━━━━━ THE DATA
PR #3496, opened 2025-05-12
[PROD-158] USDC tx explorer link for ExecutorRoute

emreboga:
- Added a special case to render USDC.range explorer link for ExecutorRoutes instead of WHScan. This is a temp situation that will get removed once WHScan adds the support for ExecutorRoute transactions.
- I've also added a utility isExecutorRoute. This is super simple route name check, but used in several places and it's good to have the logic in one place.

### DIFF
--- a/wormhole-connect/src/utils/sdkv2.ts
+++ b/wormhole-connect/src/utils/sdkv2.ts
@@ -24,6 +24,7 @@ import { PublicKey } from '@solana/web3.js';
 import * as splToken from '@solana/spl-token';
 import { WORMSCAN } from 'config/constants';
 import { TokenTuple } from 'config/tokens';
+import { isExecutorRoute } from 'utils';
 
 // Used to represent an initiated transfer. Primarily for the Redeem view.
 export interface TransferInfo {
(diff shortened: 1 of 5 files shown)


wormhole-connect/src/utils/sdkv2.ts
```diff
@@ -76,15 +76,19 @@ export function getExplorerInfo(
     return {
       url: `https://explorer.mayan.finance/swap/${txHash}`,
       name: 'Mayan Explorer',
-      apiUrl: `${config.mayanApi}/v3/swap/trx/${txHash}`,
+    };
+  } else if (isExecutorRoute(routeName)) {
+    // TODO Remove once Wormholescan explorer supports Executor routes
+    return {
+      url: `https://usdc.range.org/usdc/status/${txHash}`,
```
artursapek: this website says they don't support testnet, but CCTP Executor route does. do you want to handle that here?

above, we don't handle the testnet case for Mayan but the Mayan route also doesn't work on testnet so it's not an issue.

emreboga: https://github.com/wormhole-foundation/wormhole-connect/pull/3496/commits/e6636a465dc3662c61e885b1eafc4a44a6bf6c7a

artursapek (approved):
━━━━━━━━━━
Each entry must be retyped exactly as it was written above.

◆ **COMPLETED EXERCISE**
PR #3496, opened 2025-05-12
[PROD-158] USDC tx explorer link for ExecutorRoute

emreboga:
- Added a special case to render USDC.range explorer link for ExecutorRoutes instead of WHScan. This is a temp situation that will get removed once WHScan adds the support for ExecutorRoute transactions.
- I've also added a utility isExecutorRoute. This is super simple route name check, but used in several places and it's good to have the logic in one place.

### DIFF
--- a/wormhole-connect/src/utils/sdkv2.ts
+++ b/wormhole-connect/src/utils/sdkv2.ts
@@ -24,6 +24,7 @@ import { PublicKey } from '@solana/web3.js';
 import * as splToken from '@solana/spl-token';
 import { WORMSCAN } from 'config/constants';
 import { TokenTuple } from 'config/tokens';
+import { isExecutorRoute } from 'utils';
 
 // Used to represent an initiated transfer. Primarily for the Redeem view.
 export interface TransferInfo {
(diff shortened: 1 of 5 files shown)


wormhole-connect/src/utils/sdkv2.ts
```diff
@@ -76,15 +76,19 @@ export function getExplorerInfo(
     return {
       url: `https://explorer.mayan.finance/swap/${txHash}`,
       name: 'Mayan Explorer',
-      apiUrl: `${config.mayanApi}/v3/swap/trx/${txHash}`,
+    };
+  } else if (isExecutorRoute(routeName)) {
+    // TODO Remove once Wormholescan explorer supports Executor routes
+    return {
+      url: `https://usdc.range.org/usdc/status/${txHash}`,
```
artursapek: this website says they don't support testnet, but CCTP Executor route does. do you want to handle that here?

above, we don't handle the testnet case for Mayan but the Mayan route also doesn't work on testnet so it's not an issue.

emreboga: https://github.com/wormhole-foundation/wormhole-connect/pull/3496/commits/e6636a465dc3662c61e885b1eafc4a44a6bf6c7a

artursapek (approved):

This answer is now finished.